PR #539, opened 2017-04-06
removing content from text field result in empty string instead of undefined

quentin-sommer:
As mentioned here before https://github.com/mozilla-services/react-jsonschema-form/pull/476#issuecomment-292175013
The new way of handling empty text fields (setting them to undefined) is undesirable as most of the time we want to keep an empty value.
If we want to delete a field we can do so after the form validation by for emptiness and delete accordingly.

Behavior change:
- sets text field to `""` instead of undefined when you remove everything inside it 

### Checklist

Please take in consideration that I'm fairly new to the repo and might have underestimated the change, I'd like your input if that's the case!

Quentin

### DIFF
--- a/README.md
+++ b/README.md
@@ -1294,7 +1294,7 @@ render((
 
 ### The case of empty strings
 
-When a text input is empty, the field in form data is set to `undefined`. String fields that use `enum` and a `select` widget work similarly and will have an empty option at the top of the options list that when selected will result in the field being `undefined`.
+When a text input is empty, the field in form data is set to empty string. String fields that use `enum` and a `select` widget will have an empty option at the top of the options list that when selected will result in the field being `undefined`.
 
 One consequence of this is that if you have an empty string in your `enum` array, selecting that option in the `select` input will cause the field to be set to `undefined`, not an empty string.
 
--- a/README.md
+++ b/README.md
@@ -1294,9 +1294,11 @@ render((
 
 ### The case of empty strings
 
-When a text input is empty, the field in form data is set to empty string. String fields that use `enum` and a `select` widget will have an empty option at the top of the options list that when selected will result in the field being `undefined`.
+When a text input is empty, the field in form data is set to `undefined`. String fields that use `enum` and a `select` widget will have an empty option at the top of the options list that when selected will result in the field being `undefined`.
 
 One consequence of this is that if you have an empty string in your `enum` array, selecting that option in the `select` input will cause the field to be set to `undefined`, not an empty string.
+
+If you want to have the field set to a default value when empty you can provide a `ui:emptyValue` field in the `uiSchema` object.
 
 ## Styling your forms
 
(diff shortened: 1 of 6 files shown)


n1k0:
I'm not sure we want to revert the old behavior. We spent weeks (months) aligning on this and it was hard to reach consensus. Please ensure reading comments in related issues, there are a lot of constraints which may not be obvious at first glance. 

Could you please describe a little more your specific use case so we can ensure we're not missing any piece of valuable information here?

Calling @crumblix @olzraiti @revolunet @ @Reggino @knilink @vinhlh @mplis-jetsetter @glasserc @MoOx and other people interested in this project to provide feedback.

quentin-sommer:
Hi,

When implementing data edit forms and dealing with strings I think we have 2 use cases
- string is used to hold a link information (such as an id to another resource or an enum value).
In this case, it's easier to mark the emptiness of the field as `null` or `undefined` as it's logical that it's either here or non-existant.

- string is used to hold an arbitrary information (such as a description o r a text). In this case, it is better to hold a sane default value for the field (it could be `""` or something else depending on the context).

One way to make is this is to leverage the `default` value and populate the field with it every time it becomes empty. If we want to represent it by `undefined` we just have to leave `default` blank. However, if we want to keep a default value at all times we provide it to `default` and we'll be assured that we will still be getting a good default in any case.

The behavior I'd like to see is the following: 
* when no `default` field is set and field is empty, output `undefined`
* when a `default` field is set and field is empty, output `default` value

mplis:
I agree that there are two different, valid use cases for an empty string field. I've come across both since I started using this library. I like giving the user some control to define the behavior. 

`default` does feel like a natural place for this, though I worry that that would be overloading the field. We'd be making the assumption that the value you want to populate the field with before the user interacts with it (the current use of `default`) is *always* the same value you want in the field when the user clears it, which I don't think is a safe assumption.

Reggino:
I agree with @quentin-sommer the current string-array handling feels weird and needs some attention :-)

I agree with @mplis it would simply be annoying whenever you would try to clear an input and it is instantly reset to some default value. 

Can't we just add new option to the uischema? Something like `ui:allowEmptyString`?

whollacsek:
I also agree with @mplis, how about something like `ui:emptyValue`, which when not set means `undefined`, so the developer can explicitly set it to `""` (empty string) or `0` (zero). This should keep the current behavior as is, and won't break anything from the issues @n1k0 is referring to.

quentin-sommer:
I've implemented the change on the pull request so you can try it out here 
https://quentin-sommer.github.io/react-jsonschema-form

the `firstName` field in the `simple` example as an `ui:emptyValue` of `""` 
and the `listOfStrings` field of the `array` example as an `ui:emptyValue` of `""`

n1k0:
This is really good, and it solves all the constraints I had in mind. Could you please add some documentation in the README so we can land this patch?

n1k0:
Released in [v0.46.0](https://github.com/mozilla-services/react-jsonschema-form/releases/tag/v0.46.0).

■ Task item
Write down every line of the data above that includes the string "will".

■ Response to this task
-When a text input is empty, the field in form data is set to `undefined`. String fields that use `enum` and a `select` widget work similarly and will have an empty option at the top of the options list that when selected will result in the field being `undefined`.
+When a text input is empty, the field in form data is set to empty string. String fields that use `enum` and a `select` widget will have an empty option at the top of the options list that when selected will result in the field being `undefined`.
 One consequence of this is that if you have an empty string in your `enum` array, selecting that option in the `select` input will cause the field to be set to `undefined`, not an empty string.
-When a text input is empty, the field in form data is set to empty string. String fields that use `enum` and a `select` widget will have an empty option at the top of the options list that when selected will result in the field being `undefined`.
+When a text input is empty, the field in form data is set to `undefined`. String fields that use `enum` and a `select` widget will have an empty option at the top of the options list that when selected will result in the field being `undefined`.
 One consequence of this is that if you have an empty string in your `enum` array, selecting that option in the `select` input will cause the field to be set to `undefined`, not an empty string.
One way to make is this is to leverage the `default` value and populate the field with it every time it becomes empty. If we want to represent it by `undefined` we just have to leave `default` blank. However, if we want to keep a default value at all times we provide it to `default` and we'll be assured that we will still be getting a good default in any case.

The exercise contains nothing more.